SMEs are just one piece of a five point system that Gaskins believes leads to the best chance for success for data projects. The full system is:

  • Buy-in – Needed from senior leadership, middle management and the workers themselves.

  • Urgency – Everyone needs to understand that there is an existential threat to the business if the project isn’t done.

  • Transparency – People inside and outside the organization need to know what’s being done, and why. This means it can be repeated!

  • Non data science SMEs – These are the people who actually know the gritty details of how things work in their field, and how things actually get done.

  • Psychological safety – Your cross-functional team members must be able to trust each other.

“All of these facets need to be continuously tended,” Gaskins said. “It’s a system, and any part of the system can collapse at any time.”

Of the three projects she highlighted from personal experience, two found success in hitting all five marks, and each relied heavily on the subject matter experts involved with the process.

She worked with 43rd Sustainment Brigade in Afghanistan to learn more about corruption in the southern part of the country, looking to stem the amount of financial aid that found its way into the hands of the Taliban.

Gaskins said the unit was wildly understaffed, and had to recruit everyone from machine gunners to truck drivers to help with the process. So her team created a training system to bring new people on board, and were able to “train soldiers, combine the new data with existing sources, analyze it, report it up and out, learn from it and then train others.”

At MetLife’s Dubai office, her team was able to create an automated insurance fraud solution that provided a 400 percent return on investment in preventing fraud. Yet again, a crucial piece was the SMEs – in this case, insurance claims adjusters.

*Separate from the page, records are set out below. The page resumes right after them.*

Issue #113, opened 2023-03-08
API /IP support server ip


liangyuanpeng:
API `/IP` return server ip, so it shoud be :  

```
{
"origin":"xxx",
"server":"172.0.2.1"
}
```

PR #226, opened 2025-11-18
feat: add `/server-ip` endpoint to return server's local IP address

paimus:
This change introduces a new /server-ip endpoint that returns the IP address of the server (or Pod in Kubernetes) handling the request, as opposed to the existing /ip endpoint which returns the client's IP address.

Changes:
- Add getServerIP() helper in helpers.go to detect server's primary IP
  - Prefers non-loopback IPv4 addresses
  - Falls back to IPv6 if no IPv4 found
  - Uses UDP dial as last resort for IP detection
- Add ServerIP handler in handlers.go
- Register /server-ip route in httpbin.go
- Add serverIPResponse struct in responses.go

This is useful for debugging and service discovery in containerized environments where the server's IP may need to be identified.

### DIFF
--- a/httpbin/handlers.go
+++ b/httpbin/handlers.go
@@ -166,6 +166,13 @@ func (h *HTTPBin) Headers(w http.ResponseWriter, r *http.Request) {
 	})
 }
 
+// ServerIP echoes the IP address of the server handling the request
+func (h *HTTPBin) ServerIP(w http.ResponseWriter, _ *http.Request) {
+	writeJSON(http.StatusOK, w, &serverIPResponse{
+		ServerIP: getServerIP(),
+	})
+}
+
 type statusCase struct {
 	headers map[string]string
 	body    []byte
--- a/httpbin/helpers.go
+++ b/httpbin/helpers.go
@@ -106,6 +106,38 @@ func getURL(r *http.Request) *url.URL {
 	}
 }
 
+// getServerIP attempts to determine the current server's primary IP address
+// (e.g., Pod IP in Kubernetes). It prefers non-loopback IPv4 addresses, then
+// falls back to non-loopback IPv6 if necessary.
+func getServerIP() string {
+	// Prefer non-loopback IPv4 from interface addresses
+	if addrs, err := net.InterfaceAddrs(); err == nil {
+		var v6Fallback string
+		for _, a := range addrs {
+			if ipnet, ok := a.(*net.IPNet); ok && !ipnet.IP.IsLoopback() {
+				ip := ipnet.IP
+				if v4 := ip.To4(); v4 != nil {
+					return v4.String()
+				}
+				if v6Fallback == "" {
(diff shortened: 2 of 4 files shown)


mccutchen:
I appreciate the contribution, but as noted in https://github.com/mccutchen/go-httpbin/issues/113#issuecomment-1466225358 I am reluctant to expose this _potentially_ sensitive info about internal networks by default.

I'd consider a change that only exposed this endpoint if it was explicitly enabled, along the lines of the `USE_REAL_HOSTNAME` option added in https://github.com/mccutchen/go-httpbin/pull/81.

That being said, I'm not sure about the implementation here.  Why is IPv4 preferred over IPv6?  Also I don't think making a throwaway UDP connection (why to port 80? does the port just not matter here?) is a reasonable thing to do.

mccutchen:
> First off UDP is a connectionless protocol.
> 
> `net.Dial("udp", "8.8.8.8:80")` -> This asks the kernel, “If I wanted to send a UDP packet to 8.8.8.8, which IP/interface would you use?”
> 
> Then you use `localAddr := conn.LocalAddr().(*net.UDPAddr)` to receive the local IP of the interface used. So no packets are actually sent unless you "Write" to the socket.

Ah, thank you for the explanation, TIL!

> I would may consider just making a json payload that shows everything

I think if we add this functionality I like this direction:  return all the IP addresses we know about.  Is there a reasonable heuristic we can use to choose a "primary" address that would make sense to most clients of this hypothetical endpoint?  If not, I'd be inclined to just return them all and let the client choose one.

mccutchen (changes requested):
Okay, to reset here:  I'd be willing to include this new endpoint with a few adjustments to the implementation:
- [ ] Make it opt-in, along the lines of the `USE_REAL_HOSTNAME` option added in https://github.com/mccutchen/go-httpbin/pull/81.
- [ ] Make it return a more thorough response like the one suggested by @derekmpage [above](https://github.com/mccutchen/go-httpbin/pull/226#issuecomment-3720464694) (lightly adapted here):
    ```json
    {
      "primary_address": {
        "10.0.5.25"
      },
      "addresses": {
        "ipv4": [
          "192.168.1.101",
          "10.0.5.25",
          "172.16.254.1"
        ],
        "ipv6": [
          "2001:0db8:85a3::8a2e:0370:7334",
          "fe80::1ff:fe23:4567:890a"
        ]
      }
    }
    ```
- [ ] where the primary address is chosen as described by @aarnaud [above](https://github.com/mccutchen/go-httpbin/pull/226#issuecomment-3805153726): "It's the local IP address that the kernel selects as the source address when routing traffic through the default gateway"

mccutchen:
Appreciate the discussion here but I'm going to close this due to inactivity. Happy to revisit if the suggestions in https://github.com/mccutchen/go-httpbin/pull/226#pullrequestreview-3726249695 make sense to folks.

“One of the really critical things to getting this done was understanding the knowledge in each of the claims adjusters heads,” she said. “We wanted to make sure we gathered that knowledge; they had to be part of the hypotheses process.”

The third project, opening and commercializing NOAA’s weather data, suffered from a lack of buy-in and urgency from the government agency’s political leadership, according to Gaskins. But the scientists were all-in on the effort to open up the data and drove the successes the project did have.

“It was a team of volunteers, so it was a team of people very passionate about getting it done,” Gaskins said. “It was an egalitarian style team with no titles, which allowed everyone to make decisions very easily. We were open, transparent, and this made the team really safe. [The participants] said it was unlike any other government team they’d worked on.”